Il presente della narrazione coincide con l’incontro tra Rustichello da Pisa e Marco Polo nelle prigioni genovesi, dopo la battaglia di Curzola dell’8 settembre 1298, in cui i veneziani subiscono una sanguinosa sconfitta. Rustichello sarà colui che convincerà Marco Polo a trascrivere le proprie gesta, e che darà loro una prima forma scritta. A partire da lì è un continuo passaggio tra il presente, ossia l’evoluzione del rapporto tra Marco e Rustichello (che rappresenta anche il lato più comico del fumetto, oltre che una riflessione su cosa significhi raccontare, e sui confini non sempre chiari e definiti tra realtà e finzione), e il racconto in senso cronologico delle principali tappe del viaggio di Marco Polo, che parte con un Marco adolescente a Venezia, e giunge fino alla Cina del Kubilai Khan, di cui Marco, ormai uomo, diventerà ambasciatore, consigliere e amico. Viaggio che è inevitabilmente anche un percorso di formazione, come chiosano a un certo punto nella storia due draghi parlanti, rivolgendosi extradiegeticamente al lettore:

– “Mi piace che il personaggio principale cambi.”

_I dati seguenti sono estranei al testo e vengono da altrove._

PR #414, opened 2019-06-12
Modernize dev/test setup

gfredericks:
- Upgrade some deps, most notably cljs
  - also changed clojure versions from 1.7,1.8,1.9 to 1.8,1.9,1.10,
    which I believe was necessary due to some other dependency
  - fix some tests that failed due to changes in cljs
    - most notably, the `fn-name` function has been significantly
      changed, and includes a hard-coded check to return
      `"function"` because that's what the test expects; I don't
      *think* there are edge cases there where the string
      `Function` appears some other way, but it's hard to be sure
- switch from clojurescript.test to doo
  - requires adding a test runner file, which is
    the only cljs-only file, so that required adding
    path entries to a couple places
- modernize the cljsbuild config (and modify it to target
  doo)
  - this includes targeting nodejs instead of phantomjs; my
    impression is that phantomjs is no longer maintained, and
    I think node works fine for these purposes
- add circleci config; the code in this commit is currently passing
  on my fork configuration

Things I didn't do, but could:

- attempt to figure out the minimum supported version of cljs
- add more aliases to test more versions of cljs (I upgraded to
  the latest stable version)
- convert to cljc (I have no idea what difficulties there might
  be for this, and I don't think it's a big deal at the moment)

### DIFF
--- a/.circleci/config.yml
+++ b/.circleci/config.yml
@@ -1,0 +1,41 @@
+version: 2.0
+
+jobs:
+  build:
+    docker:
+      - image: circleci/clojure:lein-2.8.1
+    working_directory: ~/schema
+
+    steps:
+      - checkout
+
+      - restore_cache:
+          # always restore the latest cache
+          key: v1-jars-
+
+      - run: lein deps
+
+      - save_cache:
+          key: v1-jars-{{ checksum "project.clj" }}
+          paths:
+            - ~/.m2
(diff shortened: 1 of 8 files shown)


gfredericks:
Will do.

gfredericks:
@w01fe can you setup the circleci build?

PR #415, opened 2019-06-13
Restrict extra-keys schema in the map spec

gfredericks:
This will fix [issue #16 in schema-generators](https://github.com/plumatic/schema-generators/issues/16),
by wrapping any extra-keys schema in maps in a
s/conditional that asserts that none of the extra
keys can be equal to any explicit key in the map.

This arguably reflects the real meaning of the
extra-key entries, and in any case solves the
schema-generators problem (when generated extra
keys collide with explicit keys) and doesn't
seem to cause any problems.


gfredericks:
This was already discussed [here](https://github.com/plumatic/schema-generators/issues/16#issuecomment-501504500), so I will just merge this when the build passes.

Issue #416, opened 2019-07-03
The CLJS fn-name utility fails if the function name ends in $


zmthy:
Our entire client test suite crashes when upgrading its schema dependency to `1.1.11`. The cause of the crash is this change:

https://github.com/plumatic/schema/commit/2e72125c4b2d8dac3bbed5bd0ac5592e0dce3ec5#diff-023920e7404f0106d749abcaf369621eR66

An advanced optimization by the Closure compiler was adding `$` to either side of the munged name of a function being passed to `pred`, causing the resulting `demunge` to end in a slash. The regex `[^/]+$` that follows fails to match the string, because there is not at least one non-slash character before the end, so `fn-name` returns `nil`. This causes `pred` to throw because `nil` cannot be turned into a symbol.

gfredericks:
Thanks for the detailed report!

Is this easy to write a unit test for?

zmthy:
Yes, since `$` is a valid character in a function name.

Looks like I wasn't quite accurate: it fails if the function ends in at least two `$` characters, since `demunge` will strip a trailing `$` but not all trailing `$`.

Something like this will work:

```clojure
#+cljs (is (not= nil (utils/fn-name (fn foo$$ [x] (+ x x)))))
```

It would be better to test what the actual expected output is, but I'm not sure what that should be: `foo` or `function`?

gfredericks:
would `foo$$` be bad? Perhaps you're thinking correctly returning `foo$$` is impossible because of ambiguity?

zmthy:
I don't think it's ambiguous because there's no way there could have been slashes at the end of the original name, but it depends how consistent you want to be with a function name like `foo$bar`, which is ambiguous. Stripping the trailing `$`s would be ideal for my use-case, because it would undo the rewriting that Closure did, but that doesn't seem like the most general solution. Adding any trailing `$`s on the original name back to the end of the demunged name before it goes into the final regex is probably the right solution (and that would handle the case of the name only consisting of `$`s as well).

gfredericks:
Take a look at #420 and let me know if it addresses your concerns. If not, some additional test cases would be helpful.

zmthy:
Works for me!

gfredericks:
Released as `1.1.12`.

PR #418, opened 2019-07-29
Fix "Wrong number of args" warning in cljs.

chadharrington:
This PR fixes a "Wrong number of args" warning in cljs. You can see the warning in the attached screenshot (shadow-cljs output):

Screen Shot 2019-07-29 at 5 39 56 PM

Specifically, the fix calls the MapEntry constructor with the required third __hash arg. The cljs docs specify that the constructor takes 3 arguments: https://cljs.github.io/api/cljs.core/MapEntry

Merging this tiny PR will make our build output a lot less noisy!

Thank you for your good work on this project.

### DIFF
--- a/src/cljx/schema/core.cljx
+++ b/src/cljx/schema/core.cljx
@@ -753,7 +753,7 @@
 
 (clojure.core/defn map-entry-ctor [[k v :as coll]]
   #+clj (clojure.lang.MapEntry. k v)
-  #+cljs (cljs.core.MapEntry. k v))
+  #+cljs (cljs.core.MapEntry. k v nil))
 
 ;; A schema for a single map entry.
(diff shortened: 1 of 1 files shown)


mynomoto:
I got the same warning and was cloning the repo to do a PR when I found this. This would be really nice for cljs users.

gfredericks:
Looks good, thanks!

gfredericks:
I'd like to fix #416 and then release both of these together, but I can release just this if I don't get around to the other one.

chadharrington:
Thanks, Gary!

w01fe:
👍

gfredericks:
Released as `1.1.12`.

chadharrington:
Thanks!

– “Il personaggio principale?”
– “Saresti tu. L’evoluzione del protagonista è bene. Volge il tutto verso il romanzo di formazione.”
– “Verso cosa?”
– “Romanzo di formazione.”
– “Non ho mai capito se il romanzo di formazione forma chi legge o chi viene letto.”

C’è spazio anche per il non detto, per ciò che si sceglie di non raccontare ma solo di suggerire tra le righe (o meglio tra una vignetta e l’altra, nello spazio bianco). Forse perché è anche più importante di quanto può essere tramandato, e quindi deve essere preservato, tenuto segreto: cioè l’impossibile storia d’amore tra Marco Polo e la bella Kökechin, promessa sposa dell’Ilkhan della Persia, parente e vassallo del Grande Khan.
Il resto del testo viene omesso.